Losing someone you love changes you forever. Grief isn’t something you can get over. In fact, it’s one of the things that will never ever leave you. Friends come and go, society changes, careers start and end, but your grief is there through it all. There will always be a before and after. That’s how you will describe your life now. Before my dad died, I took for granted the love we had. After he died, my world collapsed and I knew that I would never be the same person again.
This week I have been thinking about dad a lot more than in recent times. Flashbacks to the time he was in hospital have been flooring me. I have been wracking my mind trying to work out what the last conversation we had was.
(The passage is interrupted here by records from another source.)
PR #1207, opened 2017-07-30
Fix some minor typos

kinow:
Hi,

Had to read the presentation and search API's for a presentation and noticed a few typos here and there.

Not sure what is the policy for updating old/current specs. I can update the pull request in case only a subset of the changes are useful - if any at all :-)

I can’t remember, because I didn’t think I was going to need to remember that conversation.
Anxiety has been high this week and with that comes breathing difficulties. I feel like I forget to breathe and have to consciously inhale as I feel that I am suffocating. This triggers flashbacks to my dad and what happened to cause his death, which in turn, increases the anxiety. It has felt like a torrent of triggers and trauma this week.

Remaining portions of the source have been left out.